++++ PROVIDED INFORMATION ++++
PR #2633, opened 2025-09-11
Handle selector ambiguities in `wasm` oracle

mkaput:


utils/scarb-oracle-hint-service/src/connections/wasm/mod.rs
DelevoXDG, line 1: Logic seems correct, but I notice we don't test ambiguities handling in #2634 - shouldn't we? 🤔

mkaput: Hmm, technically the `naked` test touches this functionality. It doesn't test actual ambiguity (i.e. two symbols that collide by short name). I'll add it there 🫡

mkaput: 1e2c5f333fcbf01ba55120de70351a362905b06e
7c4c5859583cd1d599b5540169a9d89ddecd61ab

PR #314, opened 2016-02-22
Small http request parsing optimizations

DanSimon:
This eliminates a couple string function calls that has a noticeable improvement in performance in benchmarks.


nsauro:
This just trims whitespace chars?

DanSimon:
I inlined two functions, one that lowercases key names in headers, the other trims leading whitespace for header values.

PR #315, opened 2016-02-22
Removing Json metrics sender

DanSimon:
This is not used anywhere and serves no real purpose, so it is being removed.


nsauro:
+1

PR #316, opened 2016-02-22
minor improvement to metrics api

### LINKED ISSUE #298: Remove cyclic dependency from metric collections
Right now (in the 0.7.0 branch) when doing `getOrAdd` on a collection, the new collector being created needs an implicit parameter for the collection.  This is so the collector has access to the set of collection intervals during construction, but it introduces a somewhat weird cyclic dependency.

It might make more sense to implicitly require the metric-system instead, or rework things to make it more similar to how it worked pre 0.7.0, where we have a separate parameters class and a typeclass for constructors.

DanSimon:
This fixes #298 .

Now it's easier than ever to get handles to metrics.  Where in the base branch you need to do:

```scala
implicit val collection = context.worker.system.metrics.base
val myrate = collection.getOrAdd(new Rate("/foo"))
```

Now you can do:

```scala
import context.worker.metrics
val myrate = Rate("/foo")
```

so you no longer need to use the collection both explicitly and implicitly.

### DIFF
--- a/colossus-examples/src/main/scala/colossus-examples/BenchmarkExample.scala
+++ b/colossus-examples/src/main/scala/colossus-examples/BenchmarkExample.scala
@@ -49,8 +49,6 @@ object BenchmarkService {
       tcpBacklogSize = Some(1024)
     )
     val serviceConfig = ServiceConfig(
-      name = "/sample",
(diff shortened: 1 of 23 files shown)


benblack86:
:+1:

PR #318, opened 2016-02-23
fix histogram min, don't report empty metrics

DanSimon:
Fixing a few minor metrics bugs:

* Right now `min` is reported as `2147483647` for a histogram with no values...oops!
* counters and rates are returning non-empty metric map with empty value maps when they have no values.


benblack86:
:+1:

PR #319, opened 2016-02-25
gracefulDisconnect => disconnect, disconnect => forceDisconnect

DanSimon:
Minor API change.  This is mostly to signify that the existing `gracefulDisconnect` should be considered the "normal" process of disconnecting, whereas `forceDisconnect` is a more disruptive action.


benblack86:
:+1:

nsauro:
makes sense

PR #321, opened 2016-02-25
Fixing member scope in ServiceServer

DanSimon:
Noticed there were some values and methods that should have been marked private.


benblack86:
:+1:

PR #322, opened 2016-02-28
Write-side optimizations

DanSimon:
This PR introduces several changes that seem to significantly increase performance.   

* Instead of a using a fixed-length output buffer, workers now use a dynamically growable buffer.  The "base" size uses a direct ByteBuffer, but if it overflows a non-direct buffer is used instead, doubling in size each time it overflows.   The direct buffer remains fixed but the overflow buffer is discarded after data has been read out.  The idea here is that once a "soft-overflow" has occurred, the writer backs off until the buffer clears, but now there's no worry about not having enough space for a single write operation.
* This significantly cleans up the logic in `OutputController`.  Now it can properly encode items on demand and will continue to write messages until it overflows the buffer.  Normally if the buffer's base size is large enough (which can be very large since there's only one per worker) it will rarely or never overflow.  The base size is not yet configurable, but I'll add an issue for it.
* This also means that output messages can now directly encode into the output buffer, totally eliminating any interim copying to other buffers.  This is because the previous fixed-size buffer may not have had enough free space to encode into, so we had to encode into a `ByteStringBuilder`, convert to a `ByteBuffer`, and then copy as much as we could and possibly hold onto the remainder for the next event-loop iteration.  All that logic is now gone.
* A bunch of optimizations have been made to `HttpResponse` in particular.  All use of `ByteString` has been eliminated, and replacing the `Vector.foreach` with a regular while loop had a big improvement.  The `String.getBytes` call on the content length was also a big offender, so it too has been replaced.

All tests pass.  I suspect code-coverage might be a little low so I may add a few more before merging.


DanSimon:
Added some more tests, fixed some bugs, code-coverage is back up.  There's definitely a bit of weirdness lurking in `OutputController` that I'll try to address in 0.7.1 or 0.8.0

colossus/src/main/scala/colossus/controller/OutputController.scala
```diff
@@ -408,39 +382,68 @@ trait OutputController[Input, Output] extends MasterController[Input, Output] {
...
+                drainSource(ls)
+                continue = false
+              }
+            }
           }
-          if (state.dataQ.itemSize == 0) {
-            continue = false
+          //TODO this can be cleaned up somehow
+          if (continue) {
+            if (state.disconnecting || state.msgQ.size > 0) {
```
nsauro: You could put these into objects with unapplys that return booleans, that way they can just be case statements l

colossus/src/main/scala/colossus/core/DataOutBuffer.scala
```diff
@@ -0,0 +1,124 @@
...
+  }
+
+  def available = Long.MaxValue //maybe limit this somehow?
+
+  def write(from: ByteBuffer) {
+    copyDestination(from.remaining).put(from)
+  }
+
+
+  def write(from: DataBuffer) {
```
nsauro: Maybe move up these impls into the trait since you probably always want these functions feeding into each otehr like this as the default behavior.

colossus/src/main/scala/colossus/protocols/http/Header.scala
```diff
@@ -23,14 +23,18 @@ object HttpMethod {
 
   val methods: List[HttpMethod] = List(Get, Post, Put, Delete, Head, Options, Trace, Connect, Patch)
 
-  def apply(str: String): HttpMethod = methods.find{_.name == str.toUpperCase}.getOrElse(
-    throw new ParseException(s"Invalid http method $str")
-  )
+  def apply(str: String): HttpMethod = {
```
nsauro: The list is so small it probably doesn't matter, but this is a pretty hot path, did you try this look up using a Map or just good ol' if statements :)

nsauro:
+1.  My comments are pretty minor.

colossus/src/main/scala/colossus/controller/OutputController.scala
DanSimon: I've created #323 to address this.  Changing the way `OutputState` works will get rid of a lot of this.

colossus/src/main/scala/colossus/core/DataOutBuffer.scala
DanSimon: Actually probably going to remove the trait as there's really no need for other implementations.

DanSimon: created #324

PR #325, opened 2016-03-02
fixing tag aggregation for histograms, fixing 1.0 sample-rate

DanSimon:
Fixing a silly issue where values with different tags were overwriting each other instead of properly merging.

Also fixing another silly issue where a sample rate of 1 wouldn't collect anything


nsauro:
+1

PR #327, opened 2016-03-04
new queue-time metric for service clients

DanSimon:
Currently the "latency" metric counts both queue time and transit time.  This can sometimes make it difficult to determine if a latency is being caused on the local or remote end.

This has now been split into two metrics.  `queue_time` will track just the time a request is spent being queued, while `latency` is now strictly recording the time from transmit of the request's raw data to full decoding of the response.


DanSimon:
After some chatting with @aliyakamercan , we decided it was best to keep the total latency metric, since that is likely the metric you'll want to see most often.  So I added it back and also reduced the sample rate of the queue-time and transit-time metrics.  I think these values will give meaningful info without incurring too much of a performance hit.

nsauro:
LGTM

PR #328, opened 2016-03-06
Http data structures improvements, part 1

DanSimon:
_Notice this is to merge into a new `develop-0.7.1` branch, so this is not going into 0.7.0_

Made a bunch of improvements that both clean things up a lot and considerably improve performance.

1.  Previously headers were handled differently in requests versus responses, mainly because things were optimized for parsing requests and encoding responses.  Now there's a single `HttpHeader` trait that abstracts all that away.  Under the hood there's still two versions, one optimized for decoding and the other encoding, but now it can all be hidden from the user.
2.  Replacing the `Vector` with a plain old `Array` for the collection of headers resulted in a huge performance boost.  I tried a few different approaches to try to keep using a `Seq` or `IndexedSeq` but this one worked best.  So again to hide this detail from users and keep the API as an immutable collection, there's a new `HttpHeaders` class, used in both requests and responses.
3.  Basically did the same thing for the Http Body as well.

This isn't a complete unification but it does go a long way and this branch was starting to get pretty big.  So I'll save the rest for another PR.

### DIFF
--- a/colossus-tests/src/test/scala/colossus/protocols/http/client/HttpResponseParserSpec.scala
++++
The required output is the stretch of entries above from the line containing "DanSimon: I've created" through the line containing "or remote end.", reproduced exactly.

DanSimon: I've created #323 to address this.  Changing the way `OutputState` works will get rid of a lot of this.

colossus/src/main/scala/colossus/core/DataOutBuffer.scala
DanSimon: Actually probably going to remove the trait as there's really no need for other implementations.

DanSimon: created #324

PR #325, opened 2016-03-02
fixing tag aggregation for histograms, fixing 1.0 sample-rate

DanSimon:
Fixing a silly issue where values with different tags were overwriting each other instead of properly merging.

Also fixing another silly issue where a sample rate of 1 wouldn't collect anything


nsauro:
+1

PR #327, opened 2016-03-04
new queue-time metric for service clients

DanSimon:
Currently the "latency" metric counts both queue time and transit time.  This can sometimes make it difficult to determine if a latency is being caused on the local or remote end.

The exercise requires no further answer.